Transform

Transform Date

When you create a dataset, you can transform columns such as Dates and Numbers to preferred formats. It is a common need to replace N.A. with nulls or empty white space.

Note Because the Transform option defaults to a most common use case of to_date, you need to determine the proper transform function required for the data source in use.

Transform settings

Option Description
Add Collibra DQ Date Column

Adds a synthetic run date column.

Tip This can be helpful when your file does not contain dates that are easy to handle.

Flatten Refers to the level of nesting in your file.
Multi-line Refers to the content of the file being more than one line.
Zero Fill Null Replaces NULL values with 0.
Replace all field values of [value] with NULL Replaces all values of the column you specify with NULL.

Example

Copy
./owlcheck \
-ds  "dataset_transform" \
-rd  "2018-01-31" \
-f   "/Users/Documents/file.csv" \
-transform "purch_amt=cast(purch_amt as double)|return_amt=cast(return_amt as double)" 

Note Submit an expression to transform a string to a particular type.
In this example, transform the purch_amt column to a double.

Copy
-transform "purch_amt=cast(purch_amt as double)"
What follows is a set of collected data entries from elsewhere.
PR #533, opened 2019-05-20
Add finder frontend XSS tests

koetsier:
Add XSS tests for finder frontend.

Attempts a number of the "naughty strings",
https://github.com/minimaxir/big-list-of-naughty-strings to see
if finder-frontend can be forced to run javascript to display
an alert.

This tests inputting text in the keywords text field through javascript 
and by submitting the keywords through the URL

Trello: https://trello.com/c/eaa0vKa2/726-add-tests-for-xss-in-text-fields-in-finder-frontend-and-smokey-l

### DIFF
--- a/features/finder_frontend.feature
+++ b/features/finder_frontend.feature
@@ -53,6 +53,59 @@ Feature: Finder Frontend
     Then I should see filtered documents
 
   @high
-  Scenario: Check malicious code does not execute
-    When I visit "/government/organisations/hm-revenue-customs/contact?keywords=<script>alert(document.cookie);</script>"
-    Then I should see "&lt;script&gt;alert(document.cookie)"
+  Scenario Outline: Check malicious code does not execute
+    When I visit the "<finder>" finder with keywords <keyword>
+    Then There should be no alert
+    When I visit the "<finder>" finder without keywords
+    And I fill in the keyword field with <keyword>
+    Then There should be no alert
+    And I should see the string <keyword>
+
+  Examples: news-and-communications finder
+    | keyword                                              |  finder                      |
+    |<script>alert(123)</script>                           | news-and-communications      |
+    |&lt;script&gt;alert(&#39;123&#39;);&lt;/script&gt;    | news-and-communications      |
+    |<img src=x onerror=alert(123) />                      | news-and-communications      |
+    |<svg><script>123<1>alert(123)</script>                | news-and-communications      |
+    |\"><script>alert(123)</script>                        | news-and-communications      |
+    |'><script>alert(123)</script>                         | news-and-communications      |
+    |><script>alert(123)</script>                          | news-and-communications      |
+    |</script><script>alert(123)</script>                  | news-and-communications      |
+    |< / script >< script >alert(123)< / script >          | news-and-communications      |
+    | onfocus=JaVaSCript:alert(123) autofocus              | news-and-communications      |
+    |\" onfocus=JaVaSCript:alert(123) autofocus            | news-and-communications      |
+    |' onfocus=JaVaSCript:alert(123) autofocus             | news-and-communications      |
+    |＜script＞alert(123)＜/script＞                        | news-and-communications      |
+    |<sc<script>ript>alert(123)</sc</script>ript>          | news-and-communications      |
+    |--><script>alert(123)</script>                        | news-and-communications      |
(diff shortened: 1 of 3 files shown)


features/step_definitions/smokey_steps.rb
```diff
@@ -57,6 +57,28 @@
...
+end
+
+And /^I should see the string (.+)$/ do |content|
+  expect(page.find_field('keywords').value).to eq(content)
+end
+
+And /^I fill in the keyword field with (.+)$/ do |content|
+  page.fill_in 'keywords', with: content
+  page.find_field('keywords').native.send_keys(:return)
+  page.find('button[data-name="keywords"]', match: :first)
```
bilbof: Does this submit the keywords?

features/finder_frontend.feature
```diff
@@ -53,6 +53,58 @@ Feature: Finder Frontend
...
   @high
-  Scenario: Check malicious code does not execute
-    When I visit "/government/organisations/hm-revenue-customs/contact?keywords=<script>alert(document.cookie);</script>"
-    Then I should see "&lt;script&gt;alert(document.cookie)"
+  Scenario Outline: Check malicious code does not execute
+    When I visit the "<finder>" finder with keywords <keyword>
+    Then There should be no alert
+    And I fill in the keyword field with <keyword>
+    Then There should be no alert
+    And I should see the string <keyword>
```
bilbof: I suppose JS needs to be enabled for this test?

features/step_definitions/smokey_steps.rb
koetsier: line 77 does. This just waits for the tag to appear so we know the page has loaded

features/step_definitions/smokey_steps.rb
```diff
@@ -57,6 +57,28 @@
...
 
+When /^I visit the "([^"]+)" finder with keywords (.*)$/ do |finder, keywords|
+  path = "/search/#{finder}?keywords=#{keywords}"
+  visit_path path
+end
+
+And /^There should be no alert$/ do
+  expect {
+    page.driver.browser.switch_to.alert.accept
+  }.to raise_error(Selenium::WebDriver::Error::NoSuchAlertError)
```
bilbof: This seems to try to close an alert and then raise an error if there isn't an alert to close. Is that right?

Is there another way to check if an alert has been created?

features/finder_frontend.feature
koetsier: I assume all these tests run with JS enabled

features/step_definitions/smokey_steps.rb
koetsier: Not that I could find.

features/finder_frontend.feature
bilbof: Do you need the `@javascript` flag as in `/features/finders.feature`?

features/step_definitions/smokey_steps.rb
bilbof: Is it possible to do something like this? Like in features/step_definitions/filtering_steps.rb

```
And(/^I fill in some keywords$/) do
  fill_in 'Search', with: "Keyword1 Keyword2\n"
end
```

features/finder_frontend.feature
koetsier: This appears not to be necessary.

bilbof: Will filling in the keyword field have an effect, given that queries are cached when JS is enabled?

koetsier: good point. I added a reload so the cache should be emptied

features/step_definitions/smokey_steps.rb
koetsier: fixed

bilbof: Does `"#{content}"` escape the text before it's added?

barrucadu: As far as I can tell, this will emulate a human typing in that text.  So the value of the field will be the unescaped text.

kevindew:
@koetsier I'm seeing these break quite regularly for Smokey (I'm on 2nd line) - I'm not quite sure why they're failing.

It does look like there are a heck of a lot of tests here for Smokey could these not be served better in the individual application? It feels like we just need a single cursory in Smokey rather than an exhaustive suite.

PR #537, opened 2019-05-24
Reduce quantity of finder frontend XSS tests and address flakiness

kevindew:
This is raised to address problems we have been seeing from 2nd line regarding the recently added Finder Frontend XSS tests: https://github.com/alphagov/smokey/pull/533

This does some work to reduce the time these tests take to run by about 4-5 seconds per test, it adds a greater timeout to try stop the tests failing as often as they do, and it reduces the amount of tests as these seem too thorough for something testing at an end-to-end level.

Further details in commit messages.

### DIFF
--- a/features/finder_frontend.feature
+++ b/features/finder_frontend.feature
@@ -61,51 +61,7 @@ Feature: Finder Frontend
     Then There should be no alert
     And I should see the string <keyword>
 
-  Examples: news-and-communications finder
-    | keyword                                              |  finder                      |
-    |<script>alert(123)</script>                           | news-and-communications      |
-    |&lt;script&gt;alert(&#39;123&#39;);&lt;/script&gt;    | news-and-communications      |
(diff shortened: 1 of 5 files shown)


kevindew:
> Stellar job! 👏 great commit messages.

Thanks 👍 

> Can we ensure the removed XSS tests are moved to the finder repo itself?

Are you on the team that looks after this? I can't see the trello card of the original one https://trello.com/c/eaa0vKa2/726-add-tests-for-xss-in-text-fields-in-finder-frontend-and-smokey-l but it'd make sense to pull that card back from done if there are now gaps in the criteria.

I would question the value of all of those tests myself though, essentially we're testing that a string has it's HTML entities encoded 21 times. I'd have thought a single test that checked we are encoding the HTML entities would suffice

ChrisBAshton:
I can't see the Trello card either. Happy to leave on the basis that the tests provided little value beyond the first one.

PR #542, opened 2019-05-29
Use the "wait-until" logic for search analytics checks

barrucadu:
Checking for the async analytics requests is pretty flaky.  Moving them to the end, after all the sync requests, hasn't helped.  So instead use the `wait_until` function from the government-frontend step definitions to wait until the request has been made.  There is a max delay of 5s.

---

[Trello card](https://trello.com/c/u7D6Yx0c/770-fix-flaky-search-analytics-test)

### DIFF
--- a/features/step_definitions/search_steps.rb
+++ b/features/step_definitions/search_steps.rb
@@ -6,11 +6,11 @@ When /^I expand the search options$/ do
   click_link "+ Show more search options"
 end
 
-And /^I go to the next page$/ do
+When /^I go to the next page$/ do
   click_link "Next page"
 end
 
-And /^I click result (.*)$/ do |n|
+When /^I click result (.*)$/ do |n|
   result = page.all(".finder-results li a")[n.to_i - 1]
   click_link result.text
 end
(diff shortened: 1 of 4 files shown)


features/step_definitions/search_steps.rb
```diff
@@ -34,28 +34,27 @@
...
 
 Then /^search analytics for "(.*)" are reported$/ do |term|
-  found = false
   sought = "dp=#{CGI::escape("/search/all?keywords=#{term.sub(' ', '+')}")}"
-  $proxy.har.entries.each do |e|
-    found = true if e.request.url.include? sought
-  end
-  expect(found).to be(true)
+  wait_until { proxy_has_request_containing sought }
+  expect(proxy_has_request_containing sought).to be(true)
```
bilbof: This will raise a timeout error rather than explaining what happened. Would it be useful to rescue the error and raise an expectation type error so when it fails it'll be clearer why?

barrucadu: I think it's fine, because the exception will point to the `wait_until` line which has the condition.

PR #551, opened 2019-06-17
Test backend validation on email field

leenagupte:
This test was failing because it was failing the browser validation on input fields
of type="email". This step removes the browser validation from the email field, forcing
the backend validation to run.


features/step_definitions/feedback_steps.rb
```diff
@@ -1,4 +1,5 @@
 When /^I input malicious code in the (.*) field$/ do |field|
+  page.execute_script('$("form").attr("novalidate", "novalidate")')
```
tijmenb: Maybe we could add a comment why this is necessary?

PR #552, opened 2019-06-18
Add smoke tests for cache

bilbof:
This adds a few small checks that caching works

It checks only the homepage, and that post requests
aren't cached.

At the moment CDN changes aren't checked specifically
by the smoke tests.

Trello: https://trello.com/c/IPbLTDLq/806

### DIFF
--- a/features/caching.feature
+++ b/features/caching.feature
@@ -1,0 +1,23 @@
+@aws
+Feature: Caching
+  Tests that pages are correctly cached
+
+  Background:
+    Given I am testing through the full stack
+
+  @normal
+  Scenario: Check council lookup
+    When I try to post to "/find-local-council" with "postcode=WC2B+6SE" without following redirects
+    Then I should not hit the cache
+    Then I should see "camden"
+
+  @normal
+  Scenario: Check licence lookup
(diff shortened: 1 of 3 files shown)


features/caching.feature
```diff
@@ -0,0 +1,23 @@
...
+  @normal
+  Scenario: Check licence lookup
+    When I try to post to "/busking-licence" with "postcode=E20+2ST" without following redirects
+    Then I should not hit the cache
+    Then I should see "newham"
+
+  @normal
+  Scenario: Check homepage is served by Varnish
+    When I request "/"
+    Then I should hit the cache
```
barrucadu: This has a chance of failing when the homepage is updated

bilbof: Yeah. I thought about setting it to `low` priority, given it has a chance of failing, albeit low.

We can't specify which edge node we'll hit on each request, so I couldn't find a way to force the page to be cached before we test for it. What do you think?

barrucadu: I think set it to `low`

bilbof: Sure thing, I amended the commit.

PR #566, opened 2019-07-17
Fix issues with WAF feature

thomasleese:
The WAF feature is currently failing with "undefined" errors:

```
1 scenario (1 undefined)
3 steps (2 undefined, 1 passed)
0m20.382s

You can implement step definitions for undefined steps with these snippets:

When("I send a GET request to \/") do
  pending # Write code here that turns the phrase above into concrete actions
end

Then("the response status should be {int}") do |int|
  pending # Write code here that turns the phrase above into concrete actions
end
```

This should fix the undefined errors.

### DIFF
--- a/features/step_definitions/waf_steps.rb
+++ b/features/step_definitions/waf_steps.rb
@@ -1,11 +1,10 @@
-
 Given /^I set header ([^\s]+) to ([^\s]+)/ do |header_name, header_value|
-	@headers ||= {}
-	@headers[header_name.to_sym] = header_value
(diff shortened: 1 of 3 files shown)


thomasleese:
Yeah, all the `Then`s (and `Given`s etc) are automatically available to all the tests.

The status code one is defined here: https://github.com/alphagov/smokey/blob/dba87a0767b8a04331e1fbfbe55eef0f640a24b4/features/step_definitions/smokey_steps.rb#L159-L172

Note Example of converting a string to a date.

Copy
-transform "RECEIVED_DATE=to_date(CAST(RECEIVED_DATE AS STRING), 'yyyyMMdd') as RECEIVED_DATE"

Converting an integer data type to a string

When you transform your target column is an integer data type, such as 20230414, you need to convert it to a string data type before you can convert it to a date.

  1. From the Explorer page, select the Transform option.
  2. In the Expression input field, enter the following expression:
  3. date_parse(cast(<your_column_name> as varchar), '%Y%m%d')
  4. Click Save.
  5. Note If your query does not contain a ${rd} in the where clause, you need to wrap it with the DATE() function in the command line. For example, select * from default.dataset where date_parse(CAST(example_date_column as varchar), '%Y%m%d') = DATE('${rd}')

Known Limitations

  • The UI does not run multi-line. A workaround is to supply these options manually in the command line.
  • Explorer can flatten nested JSON array, but DQ Core can only flatten nested JSON with JSON object. Because of this limitation, you may encounter a scenario where the results in Explorer are flattened, but not in DQ Core.